Os principais personagens da obra de Brown são Robert Langdon, professor de simbologia de Harvard (cuja cátedra não existe), e Sophie Neveu, uma criptóloga que está intimamente ligada aos mistérios do Santo Graal. Juntos, Langdon e Sophie (adoro este nome) irão desvendar os dogmas da doutrina de Cristo, arrastando-nos com eles pela Europa.

“Uma vez que você abra seus olhos para o Santo Graal (...), vai vê-lo em toda parte. Pinturas. Música. Livros. Até nos desenhos animados, parques temáticos e filmes populares. Langdon ergueu seu relógio de Mickey Mouse e contou-lhe que Walt Disney havia dedicado sua vida inteira a transmitir a mensagem do Graal às futuras gerações. Durante toda a vida, Disney foi aclamado como ‘o Leonardo da Vinci moderno’. Ambos os homens estavam gerações adiante de seu tempo, eram artistas de um talento fora do normal, membros de sociedades secretas e, acima de tudo, adoravam pregar uma peça. Como Leonardo, Walt Disney adorava infundir mensagens ocultas e simbolismo em sua arte. (...) Não foi à toa que Disney recontou histórias como Cinderela, A Bela Adormecida e Branca de Neve – todas tratando do encarceramento do sagrado feminino. Nem foi necessário um pano de fundo de simbolismo para entender que Branca de Neve – uma princesa que foi rebaixada após comer uma maçã envenenada – era uma alusão clara à queda de Eva no Jardim do Éden.” Página 239

“Quando não existe resposta correta para uma pergunta, só há uma resposta honesta. A área cinzenta entre o sim e o não. O silêncio.”Página 368

Com muito suspense e uma convicção que indignou milhões de cristãos em todo o planeta, O Código Da Vinci traz à mesa uma história realmente intrigante, que vale a pena por se tratar de um bom romance de aventura, e não por questionar a veracidade de Cristo e sua divindade.

Saborosa e quente, assim como Frango ao Curry, a edição especial ilustrada é uma excelente opção para os que valorizam, também, o sentido da visão.

Ao som de canto gregoriano fica ainda mais convincente.

11 de outubro de 2010

MISTO-QUENTE



Depois de me servir de Charles Bukowski, em Misto-Quente, percebi que ele não é para qualquer um. Não é para mim!

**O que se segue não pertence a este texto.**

PR #479, opened 2015-07-15
Additional reading and reference book styles

nathanstitt:
Adds Rice University logo onto navbar:

screen shot 2015-07-15 at 5 02 30 pm

Stretches the caption to full width so it matches splash image:
screen shot 2015-07-15 at 1 29 53 pm

Wraps text around vertical images, even if they're inside a section:
screen shot 2015-07-15 at 1 32 24 pm

CSS arrows that grow and shrink with page margin size.  Note that this page should also have the "Connection for AP Courses" title, but it's hidden:

screen shot 2015-07-15 at 3 49 30 pm


nathanstitt:
@Fredasaurus I think this is the last of the style changes, but it's quite possible I've missed some items.

Something I haven't found an implementation for is how to "un-scrunching" the green box at top.  Do you have any ideas on how to improve that?  It's difficult because anything I do to compact it make the smaller versions of it look worse.  And since most of the bullets have only 2-3 items, it seems like we should give priority to making them look the best.

resources/styles/book-content/ap-connection.less
```diff
@@ -0,0 +1,9 @@
+.ap-connection {
+  > h1:first-child {
+    // The "Connection for AP Courses" message appears on every page and is redundant.
+    // although we don't want it to display, it still should take up space in order to provide a top margin
+    height: 0;
+    margin: 30px;
+    visibility: hidden;
```
philschatz: @Fredasaurus Is this what was decided in the discussion? My understanding was that it was suggested but then kept in

resources/styles/components/reference-book/page-navigation-controls.less
```diff
@@ -0,0 +1,84 @@
+.reference-book {
+  .page-wrapper > .nav {
+    position: fixed;
+    height: 100%;
+    width: calc(~"50% - " @reference-book-page-width / 2 );
+    top: 50px;
+
+    display: -webkit-flex;
```
philschatz: Hmm, I wonder if it might be time to look at http://lesshat.madebysource.com/ rather than recreate these all over ; ) (great link from @pandafulmanda )

resources/styles/book-content/ap-connection.less
nathanstitt: Yes, I know we discussed it quite a bit, but thought we'd ultimately decided to just hide the heading.  The note don't mention it at all :frowning:

resources/styles/components/reference-book/page-navigation-controls.less
nathanstitt: Lesshat has some neat stuff, but in my opinion the `calc`  mixin doesn't read any better than just using `calc` directly:  https://github.com/madebysource/lesshat/blob/master/README.md#calc

And since `calc` is supported by all of our target browsers (http://caniuse.com/#search=calc) I don't see the reason for the vendor prefixes.

I was hoping lesshat would have support for css triangles but looks like it doesn't

Fredasaurus:
@nathanstitt I'll take a look at the green box and see what we can do.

Para comer com esse “velho safado”, como é conhecido, é preciso ter um estômago que agüente a companhia de um bêbado, sujo e nojento, que cospe em nossa cara histórias autobiográficas que fazem Nelson Rodrigues parecer contos de fadas.

Usando o alter-ego Henry Chinaski, e uma escrita sincera e extremista, Bukowski narra em Misto-Quente detalhes de sua vida que explicam a pessoa que ele se tornou, detalhes que no início me fizeram rir e acreditar, ingenuamente, que seu cardápio não era tão indigesto como diziam. Doce engano...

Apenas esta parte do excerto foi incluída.